Why? Is it because I'm often late 5 or 10 minutes? Is it because the state has no budget and is threatening to pay its (regular) employees minimum wage? Is it because my idiot of a supervisor doesn't like the way I propose/challenge things in meetings? Because just exactly what the fuck why?!

Shit. And I didn't fill out my CA-7 report last month, which is the form you have to fill out for food stamps telling the county all your business and how much money you get. I haven't gotten food stamps for 2 months now because I was making too much money, so I didn't even bother to fill the damn thing out. Now I'm gonna have to go stand in line and do the whole humiliating, nerve-racking process all the fuck over again.

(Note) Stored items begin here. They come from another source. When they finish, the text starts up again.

PR #1139, opened 2023-12-27
[java] Try to use more java directly rather than commons*

hazendaz:
java 8 introduced Objects to string which replaces need for commons lang version.

### DIFF
--- a/src/main/java/net/masterthought/cucumber/ReportParser.java
+++ b/src/main/java/net/masterthought/cucumber/ReportParser.java
@@ -9,6 +9,7 @@ import java.nio.charset.StandardCharsets;
 import java.util.ArrayList;
 import java.util.Arrays;
 import java.util.List;
+import java.util.Objects;
 import java.util.logging.Level;
 import java.util.logging.Logger;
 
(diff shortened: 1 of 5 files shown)


src/main/java/net/masterthought/cucumber/ReportParser.java
```diff
@@ -93,7 +94,7 @@ private Feature[] parseForFeature(String jsonFile) {
             }
             String jsonFileName = extractQualifier(jsonFile);
             Arrays.stream(features).forEach(feature ->
-                    feature.setQualifier(StringUtils.defaultString(configuration.getQualifier(jsonFileName), jsonFileName))
+                    feature.setQualifier(Objects.toString(configuration.getQualifier(jsonFileName), jsonFileName))
```
damianszczepanik, line 97: would have bigger sense if the import of unused class could be deleted or even the whole dependency can go out of pom.xml file

hazendaz: I agree, the issue was it was deprecated, so that was the reason there.  However, to try to show direction better, added a few more adjustments here, renamed the PR, and showing that intent is to eventually drop commons* in general as that is really for java 7 or before rather than java 8+ or as repo was just switched java 11+ now.

hazendaz:
I think by deprecated it was sonarlint telling me that rather than real depreciation as obviously after further looking it was used the same in other areas just not same method type.  And nothing marked those other spots.  One day these tools will be better 😀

Hopefully the temp agency has another assignment available Monday.

Fuck fuck fuck.

8/06/2002

8/04/2002

yes, it's true. I am a blogsnob.
possibly interesting:
That little blogchalk icon, at the bottom of the table on the left, actually looks like me.
I've been cleaning up my computer (as opposed to cleaning up my house, which is what I should have been doing). Reclaimed over 450mb. May not seem like much to you, but I was working on 310mb out of 1.9gb and things are quicker...still slooooooooooow but maybe not slow as hell...

TO DO LIST:
1. get job
2. get man
3. get surgery
4. get computer
5. get real

8/03/2002

We're sick. We both stayed home yesterday, resting. Jayden didn't go to swim class today. If he's doing better tomorrow I'll let him do family swim with his grandma.

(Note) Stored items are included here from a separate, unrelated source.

PR #1142, opened 2023-12-27
[GHA] Do not run sonarcloud on forks

hazendaz:
Noticed on my fork that sonar cloud was trying to run and of course failing, add line to prevent it from running on anyone but owner of repository.  You may want this partially in other cases such as gh-pages but that one was not failing for me.

### DIFF
--- a/.github/workflows/sonarcloud.yml
+++ b/.github/workflows/sonarcloud.yml
@@ -4,10 +4,11 @@ on:
   push:
     branches:
       - master
-  # do not validate pull requests because SONAR_TOKEN is available only for project owner
+  # Run against master only to not overwhelm sonar given master branch is the base used branch
 
 jobs:
   build:
+    # Do not run sonar on forks because SONAR_TOKEN is available only for project owner
     if: github.repository_owner == 'damianszczepanik'
     runs-on: ubuntu-latest
 
--- a/.github/workflows/sonarcloud.yml
+++ b/.github/workflows/sonarcloud.yml
@@ -8,6 +8,7 @@ on:
 
 jobs:
   build:
+    if: github.repository_owner == 'damianszczepanik'
     runs-on: ubuntu-latest
 
     steps:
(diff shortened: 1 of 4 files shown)


.github/workflows/sonarcloud.yml
```diff
@@ -8,6 +8,7 @@ on:
 
 jobs:
   build:
+    if: github.repository_owner == 'damianszczepanik'
```
damianszczepanik, line 11: 1. leave comments in the code why is that
2. with this change there is no need to have branch limitation in line 5-6

damianszczepanik (changes requested):

.github/workflows/sonarcloud.yml
hazendaz: Added variation of the first comment above 'if'.  Adjusted the original.  I think you do still want it only running against master, that is unless you are looking at pull requests.  I can only speak for repos I work on and all simply run on master and nothing else.  If you are looking to more broadly look at those then sure, will remove that.

damianszczepanik: In general - agree with you. My experience is that sonar quite frequently has problem with authentication because of token that is lost somehow. Quite often I did not notice the problem with sonar token and for a long time sonar was not working. Having this on PR (even for myself ) gives opportunity to find such issues earlier :)
Best would be to process sonar against every PR to see tech debt earlier but I was not able to do that :(

damianszczepanik: Also this allows me to run sonar on fix-branch before fix goes to master so I can perform the validation and confirm the fix before it goes to master :)

hazendaz:
Guess more work needed to get sonar part working.

.github/workflows/sonarcloud.yml
hazendaz: @damianszczepanik Per https://docs.sonarsource.com/sonarqube/latest/devops-platform-integration/github-integration/, unless you are a paying customer ($160 a year), its not possible to run on pull requests.  So I've adjusted this a bit to indicate that and point to the documentation.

He's been driving me crazy. In line at the bank, he's loud and disruptive. It's embarrassing. He doesn't listen to me half the time. At home it's a little better, but yesterday when I was really sick, my head pounding and my chest all wheezy, he whined and complained about every single thing all day and I didn't get a bit of rest. I tried to sit him in front of the TV to watch Yellow Submarine, his current favorite. I went in my room and laid down. Ten minutes later he was standing next to my bed.
"Mommy..."
"What Jayden?"
(whining) "I want something to eat"
"Eat your lunch" (tuna salad and carrots)
"I don't want it"
"Well you ain't getting anything else to eat"
"Mooommmy I don't waaaaaant it" (starting to cry now)
"Jayden go eat your food"
"Noooooooo" (throws himself down on my bed, arms and legs flailing, crying and screaming)
I got up, dragged him into the living room, and told him to eat his food, watch the movie, or go take a nap. He didn't want to sit down, anything. Just whined and cried "mooooooommmmmmyyyyyyyy" over and over. I gave him hugs but it didn't help. At this point, if there was anything else to feed him I'dve given it to him. As it was, I went into my room and laid back down, a pillow over my head. Eventually he stopped screaming and settled down. Thirty minutes later, it started all over again.